(Saved entries)
____________
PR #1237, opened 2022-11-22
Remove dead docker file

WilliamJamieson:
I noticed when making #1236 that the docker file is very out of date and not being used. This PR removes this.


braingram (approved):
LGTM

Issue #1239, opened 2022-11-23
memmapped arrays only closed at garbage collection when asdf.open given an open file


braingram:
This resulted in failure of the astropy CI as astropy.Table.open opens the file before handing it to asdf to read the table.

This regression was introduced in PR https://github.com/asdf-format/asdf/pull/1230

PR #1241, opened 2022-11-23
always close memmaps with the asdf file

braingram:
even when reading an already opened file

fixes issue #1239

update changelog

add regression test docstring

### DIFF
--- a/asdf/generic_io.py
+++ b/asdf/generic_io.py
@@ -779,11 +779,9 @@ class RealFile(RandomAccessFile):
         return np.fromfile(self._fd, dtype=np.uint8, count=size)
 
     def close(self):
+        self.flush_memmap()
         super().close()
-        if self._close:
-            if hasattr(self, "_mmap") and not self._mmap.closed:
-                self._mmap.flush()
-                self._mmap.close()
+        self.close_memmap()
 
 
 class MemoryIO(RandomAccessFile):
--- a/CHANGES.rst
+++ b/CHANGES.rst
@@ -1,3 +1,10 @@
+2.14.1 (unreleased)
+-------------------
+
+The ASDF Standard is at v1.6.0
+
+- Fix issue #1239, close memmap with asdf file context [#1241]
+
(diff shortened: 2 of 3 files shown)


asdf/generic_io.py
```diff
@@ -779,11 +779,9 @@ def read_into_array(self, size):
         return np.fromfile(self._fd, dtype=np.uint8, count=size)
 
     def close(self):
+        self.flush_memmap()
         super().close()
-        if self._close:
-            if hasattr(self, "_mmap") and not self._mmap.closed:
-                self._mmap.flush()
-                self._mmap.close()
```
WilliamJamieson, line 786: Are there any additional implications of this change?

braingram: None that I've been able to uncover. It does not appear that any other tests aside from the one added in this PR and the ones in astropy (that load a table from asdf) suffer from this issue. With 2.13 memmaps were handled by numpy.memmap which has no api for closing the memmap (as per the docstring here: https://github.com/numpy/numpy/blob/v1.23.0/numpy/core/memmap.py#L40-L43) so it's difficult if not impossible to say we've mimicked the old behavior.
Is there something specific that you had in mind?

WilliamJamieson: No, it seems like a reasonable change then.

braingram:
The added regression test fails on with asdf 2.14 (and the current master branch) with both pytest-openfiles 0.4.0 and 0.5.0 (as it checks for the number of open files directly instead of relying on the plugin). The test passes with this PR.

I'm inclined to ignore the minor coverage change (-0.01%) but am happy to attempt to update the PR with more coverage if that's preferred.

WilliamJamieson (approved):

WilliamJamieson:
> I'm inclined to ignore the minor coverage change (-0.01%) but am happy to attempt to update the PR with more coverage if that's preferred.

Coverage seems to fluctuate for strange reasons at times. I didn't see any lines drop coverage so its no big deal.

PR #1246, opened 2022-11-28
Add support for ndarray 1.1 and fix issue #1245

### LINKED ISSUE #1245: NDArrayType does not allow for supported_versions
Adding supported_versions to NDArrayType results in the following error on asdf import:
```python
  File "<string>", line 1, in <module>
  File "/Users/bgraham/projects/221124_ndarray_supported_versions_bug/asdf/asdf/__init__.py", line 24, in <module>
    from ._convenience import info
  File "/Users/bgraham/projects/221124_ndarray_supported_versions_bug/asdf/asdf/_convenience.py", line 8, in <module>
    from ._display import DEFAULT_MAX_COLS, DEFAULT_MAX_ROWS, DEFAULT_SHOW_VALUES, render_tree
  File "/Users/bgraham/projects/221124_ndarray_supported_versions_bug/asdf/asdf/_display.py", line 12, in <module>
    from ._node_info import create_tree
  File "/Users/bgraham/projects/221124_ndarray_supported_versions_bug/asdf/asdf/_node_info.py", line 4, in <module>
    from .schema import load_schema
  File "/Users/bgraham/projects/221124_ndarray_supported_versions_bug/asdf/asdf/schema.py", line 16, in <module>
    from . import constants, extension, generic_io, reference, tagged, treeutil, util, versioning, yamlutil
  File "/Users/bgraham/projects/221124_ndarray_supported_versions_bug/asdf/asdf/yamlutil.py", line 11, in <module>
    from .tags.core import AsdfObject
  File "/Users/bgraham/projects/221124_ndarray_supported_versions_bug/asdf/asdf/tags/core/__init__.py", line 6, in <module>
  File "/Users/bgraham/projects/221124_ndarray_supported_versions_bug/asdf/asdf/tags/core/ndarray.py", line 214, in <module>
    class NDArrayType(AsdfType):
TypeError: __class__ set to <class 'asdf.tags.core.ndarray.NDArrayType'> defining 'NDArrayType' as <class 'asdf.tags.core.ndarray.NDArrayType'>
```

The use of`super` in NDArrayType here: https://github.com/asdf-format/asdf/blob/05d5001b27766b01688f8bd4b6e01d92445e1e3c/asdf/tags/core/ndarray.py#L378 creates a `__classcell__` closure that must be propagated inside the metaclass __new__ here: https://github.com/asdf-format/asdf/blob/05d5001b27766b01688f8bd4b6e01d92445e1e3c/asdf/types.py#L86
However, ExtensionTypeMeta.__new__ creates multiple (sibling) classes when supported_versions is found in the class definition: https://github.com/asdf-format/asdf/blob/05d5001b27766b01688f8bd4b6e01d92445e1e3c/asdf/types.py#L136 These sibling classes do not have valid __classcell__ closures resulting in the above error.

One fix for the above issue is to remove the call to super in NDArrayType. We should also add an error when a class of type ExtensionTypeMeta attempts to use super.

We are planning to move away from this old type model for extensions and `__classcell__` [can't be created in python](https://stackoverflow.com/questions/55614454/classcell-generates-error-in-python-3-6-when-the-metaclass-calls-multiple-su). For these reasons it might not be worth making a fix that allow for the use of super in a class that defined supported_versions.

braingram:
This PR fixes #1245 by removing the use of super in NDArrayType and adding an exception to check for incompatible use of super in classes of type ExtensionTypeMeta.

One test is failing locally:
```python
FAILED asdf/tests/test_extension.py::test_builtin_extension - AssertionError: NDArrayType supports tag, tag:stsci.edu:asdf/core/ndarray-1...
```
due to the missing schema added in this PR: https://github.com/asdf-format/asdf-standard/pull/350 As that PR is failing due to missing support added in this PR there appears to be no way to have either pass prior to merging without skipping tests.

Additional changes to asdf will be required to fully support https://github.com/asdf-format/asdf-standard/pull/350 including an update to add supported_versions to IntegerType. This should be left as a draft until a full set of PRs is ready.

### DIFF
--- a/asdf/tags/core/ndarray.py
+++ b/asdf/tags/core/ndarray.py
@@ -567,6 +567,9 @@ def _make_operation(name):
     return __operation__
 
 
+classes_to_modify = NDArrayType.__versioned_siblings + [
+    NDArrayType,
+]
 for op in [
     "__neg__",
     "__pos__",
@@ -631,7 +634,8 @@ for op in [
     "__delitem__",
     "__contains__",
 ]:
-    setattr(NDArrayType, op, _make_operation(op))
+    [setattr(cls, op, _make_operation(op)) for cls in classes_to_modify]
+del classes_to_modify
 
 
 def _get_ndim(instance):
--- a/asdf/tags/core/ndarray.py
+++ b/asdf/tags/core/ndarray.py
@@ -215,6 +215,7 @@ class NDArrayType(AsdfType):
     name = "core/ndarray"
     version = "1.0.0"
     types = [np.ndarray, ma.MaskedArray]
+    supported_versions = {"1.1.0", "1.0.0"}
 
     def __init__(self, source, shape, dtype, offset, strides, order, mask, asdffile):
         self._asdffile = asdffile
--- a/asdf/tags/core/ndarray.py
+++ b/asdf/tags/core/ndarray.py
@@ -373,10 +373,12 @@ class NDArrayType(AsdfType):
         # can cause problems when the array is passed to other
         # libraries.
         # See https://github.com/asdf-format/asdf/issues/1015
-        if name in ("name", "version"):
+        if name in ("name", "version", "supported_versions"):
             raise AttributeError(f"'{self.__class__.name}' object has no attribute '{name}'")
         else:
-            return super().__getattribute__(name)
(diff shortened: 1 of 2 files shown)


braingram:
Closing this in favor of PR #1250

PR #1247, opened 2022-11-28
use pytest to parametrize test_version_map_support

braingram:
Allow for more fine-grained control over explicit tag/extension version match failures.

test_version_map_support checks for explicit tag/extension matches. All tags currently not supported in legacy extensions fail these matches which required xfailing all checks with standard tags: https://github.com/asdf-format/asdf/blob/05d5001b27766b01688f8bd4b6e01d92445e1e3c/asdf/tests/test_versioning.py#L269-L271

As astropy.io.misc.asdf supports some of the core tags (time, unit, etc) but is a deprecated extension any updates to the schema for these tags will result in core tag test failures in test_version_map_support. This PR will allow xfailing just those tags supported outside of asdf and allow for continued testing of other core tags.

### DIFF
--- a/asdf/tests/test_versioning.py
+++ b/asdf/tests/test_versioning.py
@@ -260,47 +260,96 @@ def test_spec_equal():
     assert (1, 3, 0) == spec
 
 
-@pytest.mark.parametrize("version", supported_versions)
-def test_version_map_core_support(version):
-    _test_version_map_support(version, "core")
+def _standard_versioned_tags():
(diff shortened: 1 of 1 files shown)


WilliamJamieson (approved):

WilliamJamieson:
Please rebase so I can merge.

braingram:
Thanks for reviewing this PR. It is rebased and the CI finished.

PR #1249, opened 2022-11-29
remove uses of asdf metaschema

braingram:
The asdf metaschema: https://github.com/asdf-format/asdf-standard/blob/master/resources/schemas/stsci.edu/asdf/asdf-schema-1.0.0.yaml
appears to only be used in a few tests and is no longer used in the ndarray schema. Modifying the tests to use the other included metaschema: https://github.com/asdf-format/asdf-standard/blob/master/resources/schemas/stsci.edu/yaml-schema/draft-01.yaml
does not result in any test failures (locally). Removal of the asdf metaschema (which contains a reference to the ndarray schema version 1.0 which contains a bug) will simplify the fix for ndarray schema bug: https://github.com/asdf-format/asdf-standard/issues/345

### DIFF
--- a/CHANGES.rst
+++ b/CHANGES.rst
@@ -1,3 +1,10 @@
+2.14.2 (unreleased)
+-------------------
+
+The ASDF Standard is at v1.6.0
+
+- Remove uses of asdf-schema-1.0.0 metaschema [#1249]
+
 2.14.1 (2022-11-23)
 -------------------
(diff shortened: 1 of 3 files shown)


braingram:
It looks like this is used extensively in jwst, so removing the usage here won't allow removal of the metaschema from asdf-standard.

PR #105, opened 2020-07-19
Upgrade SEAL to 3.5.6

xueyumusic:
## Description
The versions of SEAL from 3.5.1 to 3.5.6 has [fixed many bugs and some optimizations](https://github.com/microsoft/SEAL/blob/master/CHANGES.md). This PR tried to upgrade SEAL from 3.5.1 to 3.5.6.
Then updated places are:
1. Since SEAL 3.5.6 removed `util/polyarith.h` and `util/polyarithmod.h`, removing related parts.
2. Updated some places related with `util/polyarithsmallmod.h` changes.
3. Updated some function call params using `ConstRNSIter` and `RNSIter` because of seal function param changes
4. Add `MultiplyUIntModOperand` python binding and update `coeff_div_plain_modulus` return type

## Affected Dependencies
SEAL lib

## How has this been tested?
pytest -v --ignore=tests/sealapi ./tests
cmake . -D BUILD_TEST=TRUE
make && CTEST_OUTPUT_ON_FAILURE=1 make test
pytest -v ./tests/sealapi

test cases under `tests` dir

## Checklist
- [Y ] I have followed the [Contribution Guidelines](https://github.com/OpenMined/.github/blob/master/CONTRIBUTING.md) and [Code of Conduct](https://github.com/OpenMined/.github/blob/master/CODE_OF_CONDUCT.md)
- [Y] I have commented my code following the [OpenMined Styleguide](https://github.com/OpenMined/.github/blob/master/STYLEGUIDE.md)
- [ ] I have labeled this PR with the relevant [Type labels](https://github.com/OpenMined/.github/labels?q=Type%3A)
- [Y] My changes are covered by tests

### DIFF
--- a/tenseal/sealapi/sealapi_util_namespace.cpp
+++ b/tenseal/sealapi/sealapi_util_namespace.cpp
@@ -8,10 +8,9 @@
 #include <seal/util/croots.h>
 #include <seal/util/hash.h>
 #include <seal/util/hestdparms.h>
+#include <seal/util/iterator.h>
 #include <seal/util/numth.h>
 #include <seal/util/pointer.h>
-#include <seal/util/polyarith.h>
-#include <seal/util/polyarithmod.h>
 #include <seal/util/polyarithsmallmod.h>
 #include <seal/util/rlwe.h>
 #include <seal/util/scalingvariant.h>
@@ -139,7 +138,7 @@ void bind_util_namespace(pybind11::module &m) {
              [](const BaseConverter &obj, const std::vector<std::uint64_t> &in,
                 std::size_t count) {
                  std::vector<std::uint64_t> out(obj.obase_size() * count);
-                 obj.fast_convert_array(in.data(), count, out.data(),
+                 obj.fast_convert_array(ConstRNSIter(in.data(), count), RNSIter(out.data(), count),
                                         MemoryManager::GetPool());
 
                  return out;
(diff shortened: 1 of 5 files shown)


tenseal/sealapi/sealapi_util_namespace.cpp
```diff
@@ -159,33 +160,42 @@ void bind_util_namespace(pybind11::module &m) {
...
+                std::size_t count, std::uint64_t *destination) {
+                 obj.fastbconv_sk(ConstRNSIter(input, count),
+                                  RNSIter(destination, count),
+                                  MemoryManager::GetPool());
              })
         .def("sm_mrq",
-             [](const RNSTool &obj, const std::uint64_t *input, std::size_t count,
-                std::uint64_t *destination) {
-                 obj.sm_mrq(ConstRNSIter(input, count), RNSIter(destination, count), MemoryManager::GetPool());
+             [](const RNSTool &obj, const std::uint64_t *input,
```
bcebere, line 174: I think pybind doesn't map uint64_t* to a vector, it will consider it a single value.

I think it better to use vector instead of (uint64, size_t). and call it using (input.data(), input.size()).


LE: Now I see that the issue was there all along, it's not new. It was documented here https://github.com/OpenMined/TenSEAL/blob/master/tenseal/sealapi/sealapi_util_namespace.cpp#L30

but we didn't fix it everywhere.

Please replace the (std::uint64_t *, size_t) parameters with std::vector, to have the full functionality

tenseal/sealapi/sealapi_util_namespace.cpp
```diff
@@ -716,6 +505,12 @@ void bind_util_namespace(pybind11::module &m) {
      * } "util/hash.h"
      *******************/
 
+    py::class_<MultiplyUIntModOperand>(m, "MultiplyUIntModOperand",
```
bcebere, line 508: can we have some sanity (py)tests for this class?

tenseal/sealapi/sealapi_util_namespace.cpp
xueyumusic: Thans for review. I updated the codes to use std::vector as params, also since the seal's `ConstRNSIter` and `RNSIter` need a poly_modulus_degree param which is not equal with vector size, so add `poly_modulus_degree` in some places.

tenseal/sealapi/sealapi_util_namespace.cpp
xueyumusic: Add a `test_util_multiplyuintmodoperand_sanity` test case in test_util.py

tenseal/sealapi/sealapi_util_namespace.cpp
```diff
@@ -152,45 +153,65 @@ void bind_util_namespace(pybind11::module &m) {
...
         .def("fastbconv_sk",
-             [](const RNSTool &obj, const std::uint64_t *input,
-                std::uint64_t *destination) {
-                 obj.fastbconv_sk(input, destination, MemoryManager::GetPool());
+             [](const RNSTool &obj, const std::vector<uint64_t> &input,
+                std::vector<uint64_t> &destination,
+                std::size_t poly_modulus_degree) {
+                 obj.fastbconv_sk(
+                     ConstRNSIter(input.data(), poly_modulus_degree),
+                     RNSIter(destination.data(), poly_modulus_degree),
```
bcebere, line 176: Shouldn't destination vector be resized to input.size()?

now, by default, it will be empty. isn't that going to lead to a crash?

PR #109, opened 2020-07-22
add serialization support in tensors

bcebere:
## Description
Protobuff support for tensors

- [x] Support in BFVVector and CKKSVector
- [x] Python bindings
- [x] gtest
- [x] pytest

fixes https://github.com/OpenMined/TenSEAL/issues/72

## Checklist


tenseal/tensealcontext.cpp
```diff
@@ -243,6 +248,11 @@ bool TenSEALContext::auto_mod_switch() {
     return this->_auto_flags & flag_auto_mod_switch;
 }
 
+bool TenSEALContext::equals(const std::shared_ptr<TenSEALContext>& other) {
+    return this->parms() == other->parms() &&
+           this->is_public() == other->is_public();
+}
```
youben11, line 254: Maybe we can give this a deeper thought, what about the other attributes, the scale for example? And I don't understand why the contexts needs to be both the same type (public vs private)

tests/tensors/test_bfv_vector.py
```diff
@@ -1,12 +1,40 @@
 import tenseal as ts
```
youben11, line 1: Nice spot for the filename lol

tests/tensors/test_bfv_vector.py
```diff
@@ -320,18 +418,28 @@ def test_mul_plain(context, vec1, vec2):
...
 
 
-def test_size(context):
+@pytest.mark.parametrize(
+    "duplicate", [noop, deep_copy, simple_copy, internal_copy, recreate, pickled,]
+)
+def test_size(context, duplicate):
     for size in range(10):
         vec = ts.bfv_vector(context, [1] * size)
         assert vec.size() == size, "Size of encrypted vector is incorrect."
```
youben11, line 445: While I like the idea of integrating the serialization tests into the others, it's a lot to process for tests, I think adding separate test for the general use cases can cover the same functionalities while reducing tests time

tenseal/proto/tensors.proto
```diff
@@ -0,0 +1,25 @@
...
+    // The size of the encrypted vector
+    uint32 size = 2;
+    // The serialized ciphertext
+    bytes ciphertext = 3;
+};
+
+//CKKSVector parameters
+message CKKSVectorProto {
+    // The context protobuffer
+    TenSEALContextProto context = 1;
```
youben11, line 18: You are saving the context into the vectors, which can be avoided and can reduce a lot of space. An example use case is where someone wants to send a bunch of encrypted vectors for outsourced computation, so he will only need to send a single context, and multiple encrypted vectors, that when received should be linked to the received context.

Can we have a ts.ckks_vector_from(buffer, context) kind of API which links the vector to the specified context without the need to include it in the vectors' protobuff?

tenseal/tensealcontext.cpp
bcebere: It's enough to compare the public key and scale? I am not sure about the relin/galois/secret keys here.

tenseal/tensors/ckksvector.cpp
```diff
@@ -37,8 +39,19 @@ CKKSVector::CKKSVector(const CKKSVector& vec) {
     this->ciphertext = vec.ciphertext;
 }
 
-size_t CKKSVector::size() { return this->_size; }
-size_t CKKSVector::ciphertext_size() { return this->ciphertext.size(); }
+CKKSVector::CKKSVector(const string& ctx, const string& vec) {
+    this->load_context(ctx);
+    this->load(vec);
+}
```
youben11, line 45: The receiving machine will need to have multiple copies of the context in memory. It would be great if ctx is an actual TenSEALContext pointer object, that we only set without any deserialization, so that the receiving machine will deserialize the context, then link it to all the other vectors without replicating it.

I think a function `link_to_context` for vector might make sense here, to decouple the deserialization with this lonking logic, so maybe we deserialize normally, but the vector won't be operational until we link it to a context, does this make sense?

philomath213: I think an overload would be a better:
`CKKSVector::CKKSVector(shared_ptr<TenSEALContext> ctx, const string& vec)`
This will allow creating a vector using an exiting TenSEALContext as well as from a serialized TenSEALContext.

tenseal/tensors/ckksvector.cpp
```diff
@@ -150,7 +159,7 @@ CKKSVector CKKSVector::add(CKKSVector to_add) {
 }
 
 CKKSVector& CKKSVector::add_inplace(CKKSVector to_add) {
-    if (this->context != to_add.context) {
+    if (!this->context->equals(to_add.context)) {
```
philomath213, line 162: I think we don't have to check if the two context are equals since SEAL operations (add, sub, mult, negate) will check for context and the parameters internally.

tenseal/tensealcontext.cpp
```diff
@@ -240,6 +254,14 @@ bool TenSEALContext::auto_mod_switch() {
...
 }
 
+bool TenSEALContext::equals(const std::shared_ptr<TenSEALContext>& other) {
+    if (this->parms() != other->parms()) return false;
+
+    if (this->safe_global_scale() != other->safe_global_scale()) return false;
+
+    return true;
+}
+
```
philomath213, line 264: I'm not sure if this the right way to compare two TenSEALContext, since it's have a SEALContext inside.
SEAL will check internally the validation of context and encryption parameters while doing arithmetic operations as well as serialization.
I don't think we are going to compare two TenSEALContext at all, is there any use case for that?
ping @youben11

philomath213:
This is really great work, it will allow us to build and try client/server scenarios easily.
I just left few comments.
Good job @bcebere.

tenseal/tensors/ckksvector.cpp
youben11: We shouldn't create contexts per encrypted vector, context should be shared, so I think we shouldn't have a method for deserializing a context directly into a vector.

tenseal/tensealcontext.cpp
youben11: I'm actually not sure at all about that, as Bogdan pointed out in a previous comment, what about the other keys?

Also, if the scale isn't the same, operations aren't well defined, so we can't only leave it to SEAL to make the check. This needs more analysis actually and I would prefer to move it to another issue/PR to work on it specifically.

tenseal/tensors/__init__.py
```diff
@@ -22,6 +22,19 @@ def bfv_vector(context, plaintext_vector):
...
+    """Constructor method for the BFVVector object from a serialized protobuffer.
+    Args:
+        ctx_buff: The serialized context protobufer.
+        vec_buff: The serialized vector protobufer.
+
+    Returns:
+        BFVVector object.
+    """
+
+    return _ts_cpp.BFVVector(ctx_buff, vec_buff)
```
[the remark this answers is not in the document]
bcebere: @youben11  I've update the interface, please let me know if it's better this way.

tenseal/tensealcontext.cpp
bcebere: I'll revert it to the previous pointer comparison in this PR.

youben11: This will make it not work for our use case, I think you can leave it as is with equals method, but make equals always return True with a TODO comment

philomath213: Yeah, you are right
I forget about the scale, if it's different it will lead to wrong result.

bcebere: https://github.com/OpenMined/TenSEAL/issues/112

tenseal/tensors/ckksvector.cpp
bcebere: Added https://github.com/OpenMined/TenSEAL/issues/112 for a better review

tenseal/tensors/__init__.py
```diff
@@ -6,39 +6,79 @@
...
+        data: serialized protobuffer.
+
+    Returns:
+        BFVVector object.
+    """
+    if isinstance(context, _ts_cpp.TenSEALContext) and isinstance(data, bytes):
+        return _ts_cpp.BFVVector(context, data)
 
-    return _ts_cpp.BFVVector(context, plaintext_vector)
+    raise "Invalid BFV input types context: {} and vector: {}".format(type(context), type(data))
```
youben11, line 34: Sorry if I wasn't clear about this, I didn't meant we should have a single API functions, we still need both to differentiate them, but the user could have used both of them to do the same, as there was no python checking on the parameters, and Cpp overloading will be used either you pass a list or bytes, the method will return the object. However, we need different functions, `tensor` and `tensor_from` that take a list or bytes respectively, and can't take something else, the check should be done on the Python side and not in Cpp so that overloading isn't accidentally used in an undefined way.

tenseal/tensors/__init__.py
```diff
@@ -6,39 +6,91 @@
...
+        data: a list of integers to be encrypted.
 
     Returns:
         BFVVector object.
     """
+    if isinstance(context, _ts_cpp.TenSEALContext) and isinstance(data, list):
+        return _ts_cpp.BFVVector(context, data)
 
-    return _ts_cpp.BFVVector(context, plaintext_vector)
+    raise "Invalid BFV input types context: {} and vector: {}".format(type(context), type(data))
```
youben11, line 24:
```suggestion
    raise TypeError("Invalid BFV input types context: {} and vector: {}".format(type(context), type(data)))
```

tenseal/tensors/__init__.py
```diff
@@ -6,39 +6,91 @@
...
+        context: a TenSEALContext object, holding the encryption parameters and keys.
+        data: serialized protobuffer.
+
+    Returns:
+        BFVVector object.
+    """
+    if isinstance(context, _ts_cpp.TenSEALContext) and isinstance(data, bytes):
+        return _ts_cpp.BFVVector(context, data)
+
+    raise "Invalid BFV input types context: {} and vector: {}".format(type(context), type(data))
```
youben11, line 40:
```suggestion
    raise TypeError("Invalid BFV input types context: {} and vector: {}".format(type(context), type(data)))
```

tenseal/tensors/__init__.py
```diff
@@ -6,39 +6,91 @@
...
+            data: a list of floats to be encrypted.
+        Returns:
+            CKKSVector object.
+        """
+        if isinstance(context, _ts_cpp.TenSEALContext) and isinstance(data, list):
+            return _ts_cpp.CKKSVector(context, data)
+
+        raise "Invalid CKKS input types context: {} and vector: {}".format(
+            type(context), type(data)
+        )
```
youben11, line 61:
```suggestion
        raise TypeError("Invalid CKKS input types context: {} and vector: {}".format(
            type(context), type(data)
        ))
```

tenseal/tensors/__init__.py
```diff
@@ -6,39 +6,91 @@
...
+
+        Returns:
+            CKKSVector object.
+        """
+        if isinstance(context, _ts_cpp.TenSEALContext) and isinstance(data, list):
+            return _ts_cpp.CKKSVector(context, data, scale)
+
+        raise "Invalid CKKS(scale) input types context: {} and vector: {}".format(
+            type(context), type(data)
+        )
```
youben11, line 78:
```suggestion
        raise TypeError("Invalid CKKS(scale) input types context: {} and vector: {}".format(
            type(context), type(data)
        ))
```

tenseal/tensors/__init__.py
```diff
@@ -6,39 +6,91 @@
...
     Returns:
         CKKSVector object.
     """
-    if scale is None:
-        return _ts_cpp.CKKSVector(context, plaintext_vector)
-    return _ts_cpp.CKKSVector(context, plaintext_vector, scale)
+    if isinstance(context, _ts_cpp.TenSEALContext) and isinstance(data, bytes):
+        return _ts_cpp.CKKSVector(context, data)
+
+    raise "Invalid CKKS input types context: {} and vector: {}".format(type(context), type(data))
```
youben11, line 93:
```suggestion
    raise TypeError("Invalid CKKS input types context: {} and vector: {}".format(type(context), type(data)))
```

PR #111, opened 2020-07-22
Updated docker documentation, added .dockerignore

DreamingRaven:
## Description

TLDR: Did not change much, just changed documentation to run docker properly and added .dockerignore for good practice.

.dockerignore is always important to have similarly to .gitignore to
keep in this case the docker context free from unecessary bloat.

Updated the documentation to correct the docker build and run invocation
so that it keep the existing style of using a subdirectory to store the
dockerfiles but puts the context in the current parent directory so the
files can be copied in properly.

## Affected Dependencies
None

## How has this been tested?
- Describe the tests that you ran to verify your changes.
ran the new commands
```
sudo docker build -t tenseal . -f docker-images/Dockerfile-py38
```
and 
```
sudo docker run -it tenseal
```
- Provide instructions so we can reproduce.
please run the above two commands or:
____________
§ **YOUR GOAL**:
What you return must be the lines above that run from the line with "xueyumusic: Add a" to the line with "PR #109, opened 2020-07-22", inclusive, each copied exactly.

§ **EXPECTED OUTPUT**:
xueyumusic: Add a `test_util_multiplyuintmodoperand_sanity` test case in test_util.py

tenseal/sealapi/sealapi_util_namespace.cpp
```diff
@@ -152,45 +153,65 @@ void bind_util_namespace(pybind11::module &m) {
...
         .def("fastbconv_sk",
-             [](const RNSTool &obj, const std::uint64_t *input,
-                std::uint64_t *destination) {
-                 obj.fastbconv_sk(input, destination, MemoryManager::GetPool());
+             [](const RNSTool &obj, const std::vector<uint64_t> &input,
+                std::vector<uint64_t> &destination,
+                std::size_t poly_modulus_degree) {
+                 obj.fastbconv_sk(
+                     ConstRNSIter(input.data(), poly_modulus_degree),
+                     RNSIter(destination.data(), poly_modulus_degree),
```
bcebere, line 176: Shouldn't destination vector be resized to input.size()?

now, by default, it will be empty. isn't that going to lead to a crash?

PR #109, opened 2020-07-22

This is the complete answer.